The company was critical of the Australian Dairy Code legislation that was introduced in 2019.

“The government regulated operating model between dairy processors and dairy farmers embodied in the Australian Dairy Code does not recognise the volatile nature of dairy markets globally, nor allow appropriate price signals to be captured through the movements in supply and demand and has contributed to the closure of 11 dairy processing businesses in Australia during the past 18 months,” it said.

A substantial increase in milk supply due to favourable weather conditions in Q2FY24 arrived when farm gate milk prices were at record highs.

Global dairy commodity prices have remained volatile while China increased its domestic production and lowered imports.

“The avalanche of cheaper dairy imports that have reached the Australian market during 2023 and 2024 from overseas producers (including New Zealand, Europe, and the US) have also impacted on Beston’s sales margins and short-term liquidity,” BGF said.

Its Lactoferrin and Cream Cheese business has had strong profits, it only accounts for 20 per cent of sales. The remaining 80 per cent is its cheese and whey business, which has incurred losses due to on-going cost/price pressures.

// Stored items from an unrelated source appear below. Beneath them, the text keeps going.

PR #423, opened 2025-04-24
feat: [Orchestration] Enable local prompt templates

Jonas-Isr:
## Context

AI/ai-sdk-java-backlog#215

This PR enables users to validate and use prompt templates from their local environment, without the use of prompt registry. For this, the user can provide a String containing a YAML representation of the prompt template and we will deserialise this into our (high level) `OrchestrationTemplate` class, which then can be used to configure an Orchestration call. If the provided prompt template does not match the `prompt-registry` spec, an exception is thrown. 

__Note 1:__ We have to assume that the `prompt-registry` spec keeps exactly equal to the `orchestration` spec for the relevant fields. If the two diverge, we can no longer deserialise the prompt template (which follows `prompt-registry` spec) into our Java classes (which follow mostly the `orchestration` prompt). Since we deserialise into high-level classes, we might have some wiggle room, but that would probably become quite messy.

__Note 2:__ The whole process on our side (i.e. validation and deserialisation) ignores the `additionalFields` of the prompt templates. This is aligned with PO and JS SDK. (The reason is that we cannot know what is inside these fields, and it usually is information we cannot handle in our template classes.)

### Feature scope:
 
- [x] Local yaml files can be used to create templates without using prompt registry
- [x] the yaml gets validated

## Definition of Done

  - PR: https://github.com/SAP/ai-sdk/pull/83
- [x] Release notes updated


orchestration/src/main/java/com/sap/ai/sdk/orchestration/OrchestrationTemplate.java
```diff
@@ -93,4 +107,45 @@ public OrchestrationTemplate withJsonResponse() {
...
+      obj = yamlReader.readValue(inputYaml, Object.class);
+    } catch (JsonProcessingException ex) {
+      throw new IOException("Failed to parse the YAML input: " + ex.getMessage(), ex);
+    }
+    try {
+      final ObjectMapper jsonWriter = new ObjectMapper();
+      return fromJson(jsonWriter.writeValueAsString(obj));
+    } catch (JsonProcessingException ex) {
+      throw new IOException("Failed to deserialize the input: " + ex.getMessage(), ex);
+    }
```
Jonas-Isr, line 149: I am not sure if these are the correct/best Exception types. I am open to suggestions :)

orchestration/src/main/java/com/sap/ai/sdk/orchestration/OrchestrationTemplate.java
```diff
@@ -93,4 +107,45 @@ public OrchestrationTemplate withJsonResponse() {
...
+   * @return A Template object representing the provided JSON
+   * @since 1.7.0
+   */
+  @Nullable
+  private OrchestrationTemplate fromJson(@Nonnull final String inputString) throws IOException {
+    final ObjectMapper objectMapper =
+        OrchestrationJacksonConfiguration.getOrchestrationObjectMapper();
+    final JsonNode rootNode = objectMapper.readTree(inputString);
+    return objectMapper.treeToValue(rootNode.get("spec"), OrchestrationTemplate.class);
+  }
```
Jonas-Isr, line 125: This method could principally be made public as an additional feature. I left it private because it is not part of the ticket, not tested on its own, and not aligned with JS SDK (which only has the yaml feature afaik).

orchestration/pom.xml
```diff
@@ -108,6 +108,10 @@
       <groupId>com.github.victools</groupId>
       <artifactId>jsonschema-module-jackson</artifactId>
     </dependency>
+    <dependency>
+      <groupId>com.fasterxml.jackson.dataformat</groupId>
+      <artifactId>jackson-dataformat-yaml</artifactId>
+    </dependency>
```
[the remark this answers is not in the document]
Jonas-Isr: We need this to deserialise yaml files. (Note that it is dat**a**format, not dat**e**format.) 

Explicitly, we need `com.fasterxml.jackson.dataformat.yaml.YAMLFactory` to create an `ObjectMapper` in the `fromYaml()` method of `OrchestrationTemplate`.

orchestration/src/main/java/com/sap/ai/sdk/orchestration/OrchestrationTemplate.java
```diff
@@ -93,4 +107,45 @@ public OrchestrationTemplate withJsonResponse() {
...
+  /**
+   * Create a {@link Template} object from a YAML provided as String.
+   *
+   * @throws IOException if the YAML cannot be parsed or deserialized
+   * @param inputYaml the provided YAML
+   * @return A Template object representing the provided YAML
+   * @since 1.7.0
+   */
+  @Nullable
+  public OrchestrationTemplate fromYaml(@Nonnull final String inputYaml) throws IOException {
```
Jonas-Isr, line 136: (Question to reviewer)
Should we maybe annotate this with `@Beta`? 

Pro: We might not be able to continue to keep this method/feature alive without additional work if the specs of prompt-registry and orchestration were to diverge at some point (see my comment in the PR description).

Con: Additional beta annotation for convenience code.

orchestration/src/main/java/com/sap/ai/sdk/orchestration/OrchestrationTemplate.java
newtork: Instead of using two objectmappers, I was about to pitch something like...

```java
  private static class TemplateYaml {
    @JsonProperty("spec")
    private OrchestrationTemplate spec;
  }
```

But that would've required additional customization to propagate the modules/rules along for Yaml Factory.

orchestration/src/test/java/com/sap/ai/sdk/orchestration/OrchestrationUnitTest.java
```diff
@@ -978,4 +980,46 @@ void testTemplateFromPromptRegistryByScenario() throws IOException {
...
   }
+
+  @Test
+  void testTemplateFromInput() throws IOException {
+    stubFor(
+        post(anyUrl())
+            .willReturn(
+                aResponse()
+                    .withBodyFile("templateReferenceResponse.json")
+                    .withHeader("Content-Type", "application/json")));
```
newtork, line 991: That's a little indentation gore :)

sample-code/spring-app/pom.xml
```diff
@@ -170,6 +170,10 @@
           <groupId>ch.qos.logback</groupId>
           <artifactId>logback-classic</artifactId>
         </exclusion>
+        <exclusion>
+          <groupId>org.yaml</groupId>
+          <artifactId>snakeyaml</artifactId>
+        </exclusion>
```
newtork, line 176: Exclusion is not the recommended way to fix dependency-convergence errors. You can find in SAP Cloud SDK, we use dependencyManagement to override versions for all transitive occurrences
https://github.com/SAP/cloud-sdk-java/blob/main/pom.xml

sample-code/spring-app/src/main/java/com/sap/ai/sdk/app/controllers/OrchestrationController.java
```diff
@@ -270,4 +274,18 @@ Object templateFromPromptRegistryByScenario(
...
     return response.getContent();
   }
+
+  @GetMapping("/localPromptTemplate")
+  @Nonnull
+  Object localPromptTemplate(@RequestParam(value = "format", required = false) final String format)
+      throws IOException {
+    final var resource = resourceLoader.getResource("classpath:promptTemplateExample.yaml");
+    final var promptTemplate =
+        new String(resource.getInputStream().readAllBytes(), StandardCharsets.UTF_8);
```
newtork, line 284: (Minor)

This looks a little ugly, have you checked the `@Value` annotation and resource handling?

```java
    @Value("classpath:myfile.txt")
    private Resource resource;

    @GetMapping("/localPromptTemplate")
    Object foo() {
        String content = Files.readString(resource.getFile().toPath(), UTF_8);
```

orchestration/src/test/java/com/sap/ai/sdk/orchestration/OrchestrationUnitTest.java
Jonas-Isr: That is true 😅 But the code-style plugin seems to really like it that way...

orchestration/src/main/java/com/sap/ai/sdk/orchestration/OrchestrationTemplate.java
newtork: as discussed, since this API has no alternative to users, I would keep it non-Beta

newtork (approved):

BGF said it absorbed some $28 million in additional costs in FY23, including a 300 per cent increase in energy prices. However, the persistence of cost pressures (particularly with gas, electricity, labour, chemicals, and transport), higher than expected milk volumes and farm gate prices impacted profits and cash flow.

The administrators – KPMG Australia’s Tim Mableson, James Dampney, Gayle Dickerson and David Kidman – have now assumed day-to-day control of the Australian operations of the company and its subsidiaries with the intention to continue trading as an immediate assessment of the business is undertaken.

KPMG Australia Turnaround & Restructuring partner, Tim Mableson, said, “As administrators, our initial focus will be to stabilise the business. We will be working with stakeholders, farmers, partners and customers to achieve the most optimal outcome.”

The Administrators are seeking expressions of interest to recapitalise or acquire the business.

“There are significant dairy processing assets across two sites, strong relationships with loyal dairy farmers throughout South Australia and into western Victoria and established distribution channels both domestically and globally,” Mableson said.

He said all dairy farmers, suppliers, customers, and key stakeholders will be contacted in the coming days and a meeting of creditors is scheduled for 12:00pm ACST, 2 October.